At this point, you already know that this is not the story I’m telling now, ten months after I first visited Virginia and nine months since the closure began. On November 21, Brave Spirits announces the closure: “Without the ability to plan for future performances, Brave Spirits cannot financially recover from the loss of Shakespeare’s Historical,” reads a news release, the last two words boldly spoken by a megaphone.

Brave Spirits has produced more than 20 plays and employed more than 300 artists, and was known for his quietly subversive interpretations of classics, usually through a feminist lens. But the company has announced that it has one separation gift: audio recordings of the plays in the history project, which they hope will bring out by the end of 2021. It’s hard not to see it again as a reminder of all the things the coronavirus did in just a few months.

The fact that Brave Spirits lost this battle would have been sad enough if it had not also been so completely, ironically, Shakespeare. This spring, during a follow-up interview with Kennedy, I asked the actor how he portrayed the famous St.

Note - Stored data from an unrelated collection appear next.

PR #932, opened 2023-06-05
Revert "Revert "feat(k8s): add namespace for api jobs and add secrets to both namespaces (#885)" (#930)"

deer-wmde:
This reverts commit c8416a63bf9037855c8dbc51af5514975ef81e25 in order to attempt deployment again of https://github.com/wmde/wbaas-deploy/pull/885

### DIFF
--- a/tf/env/staging/namespaces.tf
+++ b/tf/env/staging/namespaces.tf
@@ -1,0 +1,18 @@
+resource "kubernetes_namespace" "api-job-namespace" {
+  metadata {
+    name = "api-jobs"
+  }
+}
+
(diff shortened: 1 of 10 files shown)


tf/env/staging/namespaces.tf
```diff
@@ -0,0 +1,18 @@
+resource "kubernetes_namespace" "api-job-namespace" {
+  metadata {
```
tarrow, line 2: This probably needs to have the wbaas-2 provider explicitly set like https://developer.hashicorp.com/terraform/language/providers/configuration#selecting-alternate-provider-configurations

e.g. `provider = kubernetes.wbaas-2`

Crispin’s Day speech by King Henry V attacked.

The speech is usually said against fanfare and fireworks. King Henry V, no longer the childish, mischievous Prince Hal, became the brilliant leader and inspired his men to perform a feat of greatness. Kennedy said their approach to this scene was a little different – a wonderful moment that is nonetheless fatalistic, with the soldiers fully understanding the cost of the war.

Kennedy told me that he and Smith proposed the soldiers’ gloomy logic: ” Let’s go out in a glimmer of glory, and let’s hit them so hard that people are going to talk about this for centuries. They will remember all our names, and this deed will make us heroes in the annals of history. ” Kennedy was aware of the parallels – that he and his fellow actors, just like the soldiers on St. Crispin’s Day, on St. was engaged in the performance aware of ‘the possibility that this is the last time we do it’.

The End of Brave Spirits is not the story I wanted to end with. And yet, this small theater in Virginia, which persisted until it could no longer, is just one of many that would not make it in 2020. It is unfortunate, not only the closure itself, but the fact that the circumstances that led to it being preventable: the poor response of the government to the pandemic, and the general refusal of our country to value and subsidize the arts as it should be, guaranteed that some theaters would not survive.

I thought of that day in February, when they were celebrating a colleague’s birthday with pizza and cake and a while of ‘Happy Birthday’ in the foyer of the theater after I had an interview with the cast.

I packed up as quickly as possible and did not want to interrupt, but they happily forgot about me. Their conversations and laughter filled the space, a separate world and a safe haven for a community of artists. No matter how fleeting I felt. But that’s all I can offer: the image of kings on stage, a church-turning theater in Virginia, a pizza party after the show. With brave spirits now locked in, that’s all I have, and I wish it was enough.